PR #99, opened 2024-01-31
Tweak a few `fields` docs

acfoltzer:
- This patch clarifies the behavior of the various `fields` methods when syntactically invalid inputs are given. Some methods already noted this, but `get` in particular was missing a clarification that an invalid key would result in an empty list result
---
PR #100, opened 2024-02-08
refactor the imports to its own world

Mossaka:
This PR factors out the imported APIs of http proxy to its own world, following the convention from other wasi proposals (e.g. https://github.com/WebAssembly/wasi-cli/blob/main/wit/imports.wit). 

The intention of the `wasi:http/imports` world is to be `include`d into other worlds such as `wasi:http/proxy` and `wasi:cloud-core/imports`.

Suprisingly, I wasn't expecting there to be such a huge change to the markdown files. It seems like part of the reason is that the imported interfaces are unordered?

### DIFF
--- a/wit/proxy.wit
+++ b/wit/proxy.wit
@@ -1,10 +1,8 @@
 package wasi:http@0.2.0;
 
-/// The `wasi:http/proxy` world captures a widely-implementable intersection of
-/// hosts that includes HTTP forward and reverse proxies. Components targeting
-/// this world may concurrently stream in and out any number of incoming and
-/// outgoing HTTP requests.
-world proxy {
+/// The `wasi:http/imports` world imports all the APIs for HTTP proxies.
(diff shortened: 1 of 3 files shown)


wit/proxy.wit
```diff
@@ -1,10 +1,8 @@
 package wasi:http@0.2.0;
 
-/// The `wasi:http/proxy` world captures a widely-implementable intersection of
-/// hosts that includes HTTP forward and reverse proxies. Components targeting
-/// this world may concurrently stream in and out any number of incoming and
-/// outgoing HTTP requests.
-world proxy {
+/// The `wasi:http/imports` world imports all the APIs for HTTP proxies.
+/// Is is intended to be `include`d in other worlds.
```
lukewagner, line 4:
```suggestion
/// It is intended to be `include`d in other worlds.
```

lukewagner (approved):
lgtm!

[Work instructions] Everything above from the line containing "PR #99, opened 2024-01-31" down to the line containing "- This patch" should be copied exactly, both end lines included, and nothing else.

[Written solution]
PR #99, opened 2024-01-31
Tweak a few `fields` docs

acfoltzer:
- This patch clarifies the behavior of the various `fields` methods when syntactically invalid inputs are given. Some methods already noted this, but `get` in particular was missing a clarification that an invalid key would result in an empty list result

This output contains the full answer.